# Need Help/Reviews; Cabelas Guide Wear



## Burksee (Jan 15, 2003)

OK, I've read the threads on these and am convinced. It's aftter Christmas and I got a few bucks from Santa! I'm looking at the Guide Series Bibs and was wanting some input from other users. The main reason for this post was to ask about size. :help: I'm 6'2", about #220, My Pants size is generally a 36W34L. The sizing chart for Cabelas says I should order a Large/Tall? Do these run larger or smaller? Since I'm planning on using them for both icefishing and snowmobiling I dont want them "to tight". I plan on "layering" under these. Will I be able to get a pair of thermals & jeans under these and still be "flexable"? I suggested that I'd have to drive down to Dundee and try them on to make sure of proper size and fit. That suggestion was, well I think you know answer to that one! :lol: "Those $150.00 bibs will cost a lot more than that!" :lol: Thanks in advance!

http://www.cabelas.com


----------



## fishingrookie (Feb 16, 2004)

Dont' trust the "labeled" sizes.
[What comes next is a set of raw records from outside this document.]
PR #2818, opened 2023-10-11
[PM-3340] Update timeout action for users without master password.

andrebispo5:
## Type of change
- [ ] Bug fix
- [X] New feature development
- [ ] Other

## Objective

Update settings screen vault timeout action cell UI to match designs.

## Code changes

Add disable and description properties to SettingsPageListItem.
Add new UI cell to data template.

## Screenshots

https://github.com/bitwarden/mobile/assets/4648522/e98284c8-4b9d-426f-b81b-58b7a979af65

## Before you submit

### DIFF
--- a/src/App/Controls/Settings/BaseSettingControlView.cs
+++ b/src/App/Controls/Settings/BaseSettingControlView.cs
@@ -1,8 +1,6 @@
-﻿using System.ComponentModel;
-using System.Runtime.CompilerServices;
+﻿using System.Runtime.CompilerServices;
 using Bit.App.Utilities;
 using Xamarin.Forms;
-using static PInvoke.BCrypt;
 
 namespace Bit.App.Controls
 {
@@ -14,12 +12,6 @@ namespace Bit.App.Controls
         public static readonly BindableProperty SubtitleProperty = BindableProperty.Create(
             nameof(Subtitle), typeof(string), typeof(SwitchItemView), null);
 
-        public static readonly BindableProperty ItemEnabledProperty = BindableProperty.Create(
-            nameof(ItemEnabled), typeof(bool), typeof(SwitchItemView), true);
-
-        public static readonly BindableProperty ItemTextColorProperty = BindableProperty.Create(
-            nameof(ItemTextColor), typeof(Color), typeof(SwitchItemView));
-
         public string Title
         {
             get { return (string)GetValue(TitleProperty); }
@@ -30,28 +22,6 @@ namespace Bit.App.Controls
         {
             get { return (string)GetValue(SubtitleProperty); }
             set { SetValue(SubtitleProperty, value); }
-        }
-
-        public bool ItemEnabled
-        {
-            get { return (bool)GetValue(ItemEnabledProperty); }
-            set { SetValue(ItemEnabledProperty, value); }
-        }
-
-        public Color ItemTextColor
-        {
-            get { return (Color)GetValue(ItemTextColorProperty); }
-            set { SetValue(ItemTextColorProperty, value); }
-        }
-
-        protected override void OnPropertyChanged([CallerMemberName] string propertyName = null)
-        {
-            base.OnPropertyChanged(propertyName);
-            if (propertyName == nameof(ItemEnabled))
-            {
-                ItemTextColor = ItemEnabled ? ThemeManager.GetResourceColor("TextColor") :
-            ThemeManager.GetResourceColor("MutedColor");
-            }
         }
     }
 }
--- a/src/App/Controls/Settings/BaseSettingControlView.cs
+++ b/src/App/Controls/Settings/BaseSettingControlView.cs
@@ -35,7 +35,7 @@ namespace Bit.App.Controls
         public bool ItemEnabled
         {
             get { return (bool)GetValue(ItemEnabledProperty); }
-            set {SetValue(ItemEnabledProperty, value);}
+            set { SetValue(ItemEnabledProperty, value); }
         }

They are wide variations for the same Large, Midium, or Small sizes from different manufacturers. I bought a large size wader earlier this year; I was barely able to squeeze my feet into the boots of the wader even though my feet are in the normal size range. I wish I would have bought one with larger size.

The best way to get one fitting you is to go there and try different brands/sizes and find the one that you feel comfortable . Remember that you have to wear it for different activities.




Burksee said:


> OK, I've read the threads on these and am convinced. It's aftter Christmas and I got a few bucks from Santa! I'm looking at the Guide Series Bibs and was wanting some input from other users. The main reason for this post was to ask about size. :help: I'm 6'2", about #220, My Pants size is generally a 36W34L. The sizing chart for Cabelas says I should order a Large/Tall? Do these run larger or smaller? Since I'm planning on using them for both icefishing and snowmobiling I dont want them "to tight". I plan on "layering" under these. Will I be able to get a pair of thermals & jeans under these and still be "flexable"? I suggested that I'd have to drive down to Dundee and try them on to make sure of proper size and fit. That suggestion was, well I think you know answer to that one! :lol: "Those $150.00 bibs will cost a lot more than that!" :lol: Thanks in advance!
> 
> http://www.cabelas.com


----------



## MichiganMike5 (Feb 4, 2003)

I've ordered many clothing items from cabela's recently, my observations are their sizing for mens clothing is pretty good and Their boot sizes run a little small. I'd go with the Large/Tall and see how they fit. You'll have them in a few days and if ya want a different size they are happy to accept returns. the return S+H will be alot cheaper than the drive to Dundee but it maight take 10-12 days to get the size ya need. (3 days to get 'em, 4 days to return 'em, a day or two to process the exchange and 3 days to get the new Bibs)


----------



## Houghton laker (Jan 5, 2002)

I already sent you a pm burksee but after reading this and your pm back If I were you I would go with the XL-tall....like I said...there a little tighter than regular snow bibs!


----------



## Guest (Dec 26, 2004)

I just returned my Guidwear bibs. The sizing chart called out that I should fit a medium regular. Too tight around the legs, and a bit on the short side. Then I ordered a large regular. With those, I can layer. My size is 34w 32 l. So I would go the next size large than they lead you to believe.


----------



## schaaed1 (Jan 20, 2003)

Here are my thoughts on the Guide Weaar bibs, after having them for about a week, I love them:

I'm 6' and a little over 200lbs. I ordered XL-reg. The wife thinks they are baggy (she thinks they out to fit like ski pants and show off my curves :yikes: ). I've worn them around several times sincee I have had them. Once while out fishing. I wore 1pr lt weight + 1 pr hvy weight poly underwear. then a peaar of sweats over that. I still had plenty of room to move around without any binding. As far as length (I wear a 34x34) The regs are OK. I think I'm probably between the reg and tall, but I'd rather have them a little short than a little long.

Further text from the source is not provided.